** Opening DATA TO USE block **
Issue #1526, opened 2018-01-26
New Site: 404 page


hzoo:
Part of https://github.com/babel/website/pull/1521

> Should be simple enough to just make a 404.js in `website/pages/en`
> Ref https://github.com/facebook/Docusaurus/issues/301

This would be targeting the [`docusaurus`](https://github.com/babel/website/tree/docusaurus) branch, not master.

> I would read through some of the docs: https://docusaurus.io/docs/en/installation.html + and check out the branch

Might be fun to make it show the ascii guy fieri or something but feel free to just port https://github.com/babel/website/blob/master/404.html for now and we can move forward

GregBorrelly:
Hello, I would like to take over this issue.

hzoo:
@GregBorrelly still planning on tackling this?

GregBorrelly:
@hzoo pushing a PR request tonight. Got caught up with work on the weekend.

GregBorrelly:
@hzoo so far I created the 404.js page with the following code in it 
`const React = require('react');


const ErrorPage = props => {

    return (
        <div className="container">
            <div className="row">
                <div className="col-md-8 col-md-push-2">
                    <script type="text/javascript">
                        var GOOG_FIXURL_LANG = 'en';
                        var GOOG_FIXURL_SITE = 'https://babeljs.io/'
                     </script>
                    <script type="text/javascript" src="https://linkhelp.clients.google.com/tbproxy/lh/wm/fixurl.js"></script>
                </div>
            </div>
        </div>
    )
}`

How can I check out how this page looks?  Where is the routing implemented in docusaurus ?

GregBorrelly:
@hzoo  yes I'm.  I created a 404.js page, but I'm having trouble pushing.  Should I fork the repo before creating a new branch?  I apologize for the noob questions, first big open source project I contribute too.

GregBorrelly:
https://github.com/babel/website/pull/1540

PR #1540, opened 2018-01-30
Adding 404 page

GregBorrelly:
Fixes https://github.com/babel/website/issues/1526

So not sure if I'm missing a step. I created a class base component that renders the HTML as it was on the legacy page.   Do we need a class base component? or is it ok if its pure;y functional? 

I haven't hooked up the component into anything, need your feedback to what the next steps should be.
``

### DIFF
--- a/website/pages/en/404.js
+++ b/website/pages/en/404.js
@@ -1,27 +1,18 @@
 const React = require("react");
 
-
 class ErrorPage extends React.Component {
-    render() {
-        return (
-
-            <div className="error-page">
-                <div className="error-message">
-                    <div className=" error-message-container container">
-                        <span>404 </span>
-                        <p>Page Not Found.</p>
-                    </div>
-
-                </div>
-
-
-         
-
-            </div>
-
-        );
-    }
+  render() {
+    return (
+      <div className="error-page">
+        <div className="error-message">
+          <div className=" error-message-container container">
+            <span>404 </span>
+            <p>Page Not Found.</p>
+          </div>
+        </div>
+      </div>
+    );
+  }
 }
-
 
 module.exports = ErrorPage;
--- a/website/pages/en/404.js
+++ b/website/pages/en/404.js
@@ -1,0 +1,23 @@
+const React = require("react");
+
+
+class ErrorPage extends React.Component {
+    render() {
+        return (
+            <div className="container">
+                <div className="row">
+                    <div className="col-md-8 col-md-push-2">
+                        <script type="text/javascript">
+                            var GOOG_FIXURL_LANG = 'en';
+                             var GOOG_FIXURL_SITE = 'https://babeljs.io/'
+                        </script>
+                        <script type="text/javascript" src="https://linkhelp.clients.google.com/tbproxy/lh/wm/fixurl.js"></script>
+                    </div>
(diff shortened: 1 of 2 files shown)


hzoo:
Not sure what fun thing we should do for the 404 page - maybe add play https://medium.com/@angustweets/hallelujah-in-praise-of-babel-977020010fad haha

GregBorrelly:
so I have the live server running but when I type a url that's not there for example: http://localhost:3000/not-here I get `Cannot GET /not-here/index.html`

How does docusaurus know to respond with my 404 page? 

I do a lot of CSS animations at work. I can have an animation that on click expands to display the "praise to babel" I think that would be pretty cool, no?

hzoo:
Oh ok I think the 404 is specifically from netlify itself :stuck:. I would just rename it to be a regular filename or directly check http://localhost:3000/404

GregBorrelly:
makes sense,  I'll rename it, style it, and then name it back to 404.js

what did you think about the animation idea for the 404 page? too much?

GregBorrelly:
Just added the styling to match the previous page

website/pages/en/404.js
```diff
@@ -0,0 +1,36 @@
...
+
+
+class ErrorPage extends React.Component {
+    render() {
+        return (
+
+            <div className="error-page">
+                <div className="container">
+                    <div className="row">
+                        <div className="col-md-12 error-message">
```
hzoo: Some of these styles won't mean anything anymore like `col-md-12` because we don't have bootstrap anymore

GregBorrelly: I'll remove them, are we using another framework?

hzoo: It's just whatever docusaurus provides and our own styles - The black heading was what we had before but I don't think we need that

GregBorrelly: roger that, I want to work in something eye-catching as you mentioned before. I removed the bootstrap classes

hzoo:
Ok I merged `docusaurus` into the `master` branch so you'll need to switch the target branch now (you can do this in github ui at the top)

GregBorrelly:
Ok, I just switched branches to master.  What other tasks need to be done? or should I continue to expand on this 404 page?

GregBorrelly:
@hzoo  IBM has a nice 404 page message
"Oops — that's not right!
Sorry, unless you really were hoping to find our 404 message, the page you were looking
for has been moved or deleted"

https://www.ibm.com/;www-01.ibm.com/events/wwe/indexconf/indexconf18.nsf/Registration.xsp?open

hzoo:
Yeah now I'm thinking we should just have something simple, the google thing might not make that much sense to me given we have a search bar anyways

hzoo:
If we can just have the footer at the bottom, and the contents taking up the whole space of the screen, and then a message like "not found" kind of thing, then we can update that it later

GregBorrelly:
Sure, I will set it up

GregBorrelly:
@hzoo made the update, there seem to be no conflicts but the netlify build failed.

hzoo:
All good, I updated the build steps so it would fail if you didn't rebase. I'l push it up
** Closing DATA TO USE block **
** Opening DATA TO USE block **
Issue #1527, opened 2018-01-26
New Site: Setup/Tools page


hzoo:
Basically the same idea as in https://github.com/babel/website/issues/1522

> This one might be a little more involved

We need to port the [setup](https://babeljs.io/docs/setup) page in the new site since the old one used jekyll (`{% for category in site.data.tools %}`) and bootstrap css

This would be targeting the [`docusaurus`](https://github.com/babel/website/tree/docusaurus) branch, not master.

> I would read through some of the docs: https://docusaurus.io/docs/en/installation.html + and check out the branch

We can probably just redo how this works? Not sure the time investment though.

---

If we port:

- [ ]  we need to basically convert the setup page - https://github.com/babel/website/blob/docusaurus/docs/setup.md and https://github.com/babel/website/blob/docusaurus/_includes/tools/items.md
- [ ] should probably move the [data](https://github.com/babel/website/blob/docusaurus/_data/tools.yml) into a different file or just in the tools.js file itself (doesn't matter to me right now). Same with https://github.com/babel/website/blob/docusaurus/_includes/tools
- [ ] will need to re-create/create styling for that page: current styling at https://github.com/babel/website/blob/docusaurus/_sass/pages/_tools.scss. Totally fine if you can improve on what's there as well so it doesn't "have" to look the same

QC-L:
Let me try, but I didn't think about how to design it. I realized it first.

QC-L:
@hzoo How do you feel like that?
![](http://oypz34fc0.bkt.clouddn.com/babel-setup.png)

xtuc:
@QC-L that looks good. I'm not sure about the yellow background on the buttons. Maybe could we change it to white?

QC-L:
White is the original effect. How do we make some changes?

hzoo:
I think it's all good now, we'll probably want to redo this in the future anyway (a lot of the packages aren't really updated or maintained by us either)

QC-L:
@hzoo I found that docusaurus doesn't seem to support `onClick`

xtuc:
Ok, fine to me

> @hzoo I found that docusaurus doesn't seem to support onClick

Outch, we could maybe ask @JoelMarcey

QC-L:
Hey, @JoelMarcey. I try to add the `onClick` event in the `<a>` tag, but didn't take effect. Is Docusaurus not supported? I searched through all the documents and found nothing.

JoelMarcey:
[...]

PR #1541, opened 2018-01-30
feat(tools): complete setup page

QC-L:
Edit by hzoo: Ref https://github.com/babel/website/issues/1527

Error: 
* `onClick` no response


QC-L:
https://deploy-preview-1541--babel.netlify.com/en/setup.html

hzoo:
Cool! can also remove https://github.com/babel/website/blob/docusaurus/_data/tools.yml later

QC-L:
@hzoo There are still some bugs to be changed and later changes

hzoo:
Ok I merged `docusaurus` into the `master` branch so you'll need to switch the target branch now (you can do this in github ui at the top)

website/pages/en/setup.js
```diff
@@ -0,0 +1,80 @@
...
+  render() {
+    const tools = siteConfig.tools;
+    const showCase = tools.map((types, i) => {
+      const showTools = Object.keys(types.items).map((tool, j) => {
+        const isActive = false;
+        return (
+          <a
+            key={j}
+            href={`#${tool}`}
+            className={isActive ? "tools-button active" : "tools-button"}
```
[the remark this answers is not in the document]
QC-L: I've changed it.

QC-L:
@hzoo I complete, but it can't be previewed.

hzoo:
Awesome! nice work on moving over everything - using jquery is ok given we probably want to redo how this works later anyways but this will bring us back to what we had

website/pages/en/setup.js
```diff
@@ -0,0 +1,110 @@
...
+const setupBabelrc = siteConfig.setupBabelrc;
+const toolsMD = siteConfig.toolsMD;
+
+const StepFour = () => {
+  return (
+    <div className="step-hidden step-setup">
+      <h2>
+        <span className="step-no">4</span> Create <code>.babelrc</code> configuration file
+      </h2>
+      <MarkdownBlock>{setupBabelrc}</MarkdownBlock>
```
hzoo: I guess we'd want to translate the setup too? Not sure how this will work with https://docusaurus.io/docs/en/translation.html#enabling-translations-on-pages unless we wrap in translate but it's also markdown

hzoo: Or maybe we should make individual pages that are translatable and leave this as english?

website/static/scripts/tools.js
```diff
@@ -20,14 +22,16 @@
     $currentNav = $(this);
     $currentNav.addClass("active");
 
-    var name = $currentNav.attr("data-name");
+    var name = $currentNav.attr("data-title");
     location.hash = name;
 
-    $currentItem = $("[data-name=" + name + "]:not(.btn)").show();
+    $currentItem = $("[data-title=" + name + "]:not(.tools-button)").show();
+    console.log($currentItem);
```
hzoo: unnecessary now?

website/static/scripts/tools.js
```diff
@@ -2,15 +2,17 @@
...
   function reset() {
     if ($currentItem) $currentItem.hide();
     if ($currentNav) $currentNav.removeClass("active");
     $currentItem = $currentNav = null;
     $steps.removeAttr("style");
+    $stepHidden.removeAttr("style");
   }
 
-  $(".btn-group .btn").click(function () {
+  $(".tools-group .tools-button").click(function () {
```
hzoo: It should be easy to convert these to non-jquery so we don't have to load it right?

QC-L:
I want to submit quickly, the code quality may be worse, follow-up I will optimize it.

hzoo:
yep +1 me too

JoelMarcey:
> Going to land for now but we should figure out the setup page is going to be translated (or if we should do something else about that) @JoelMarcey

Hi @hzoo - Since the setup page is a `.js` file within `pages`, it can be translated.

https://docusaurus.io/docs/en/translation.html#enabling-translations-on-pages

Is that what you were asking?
** Closing DATA TO USE block **
** Opening DATA TO USE block **
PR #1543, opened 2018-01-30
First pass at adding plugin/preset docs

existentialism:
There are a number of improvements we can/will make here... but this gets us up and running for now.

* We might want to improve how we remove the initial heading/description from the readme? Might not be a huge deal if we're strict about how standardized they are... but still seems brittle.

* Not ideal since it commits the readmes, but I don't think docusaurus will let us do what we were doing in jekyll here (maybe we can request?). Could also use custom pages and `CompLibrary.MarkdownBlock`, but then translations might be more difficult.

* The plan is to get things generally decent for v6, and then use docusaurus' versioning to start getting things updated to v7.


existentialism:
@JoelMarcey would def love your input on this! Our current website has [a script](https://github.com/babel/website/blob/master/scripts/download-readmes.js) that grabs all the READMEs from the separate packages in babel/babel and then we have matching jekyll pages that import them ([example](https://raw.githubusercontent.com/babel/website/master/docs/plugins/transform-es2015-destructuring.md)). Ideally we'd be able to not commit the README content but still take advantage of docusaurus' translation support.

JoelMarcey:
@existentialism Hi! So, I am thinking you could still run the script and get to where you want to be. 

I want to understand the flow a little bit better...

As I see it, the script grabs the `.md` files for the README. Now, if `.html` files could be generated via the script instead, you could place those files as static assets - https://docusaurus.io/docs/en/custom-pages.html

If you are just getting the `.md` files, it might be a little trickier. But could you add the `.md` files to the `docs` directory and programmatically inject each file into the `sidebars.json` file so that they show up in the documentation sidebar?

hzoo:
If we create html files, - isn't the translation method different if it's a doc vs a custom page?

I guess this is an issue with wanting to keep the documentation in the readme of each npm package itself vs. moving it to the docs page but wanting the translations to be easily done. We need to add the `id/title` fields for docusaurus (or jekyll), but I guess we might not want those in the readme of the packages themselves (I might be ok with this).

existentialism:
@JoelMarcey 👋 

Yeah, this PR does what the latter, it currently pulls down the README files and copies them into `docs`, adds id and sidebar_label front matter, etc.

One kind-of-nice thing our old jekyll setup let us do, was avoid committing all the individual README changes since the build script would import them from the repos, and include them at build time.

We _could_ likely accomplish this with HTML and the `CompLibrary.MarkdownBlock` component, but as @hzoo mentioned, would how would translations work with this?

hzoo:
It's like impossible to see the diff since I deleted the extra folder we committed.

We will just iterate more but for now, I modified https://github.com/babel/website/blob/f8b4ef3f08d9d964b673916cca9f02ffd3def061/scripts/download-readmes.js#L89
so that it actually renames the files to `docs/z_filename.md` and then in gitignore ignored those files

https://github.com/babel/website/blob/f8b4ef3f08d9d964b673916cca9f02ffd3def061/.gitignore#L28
** Closing DATA TO USE block **
**EXERCISE DESCRIPTION:** Please find every line in the listing that holds the string "siteConfig" and copy it.

**WRITTEN ANSWER:**
+    const tools = siteConfig.tools;
+const setupBabelrc = siteConfig.setupBabelrc;
+const toolsMD = siteConfig.toolsMD;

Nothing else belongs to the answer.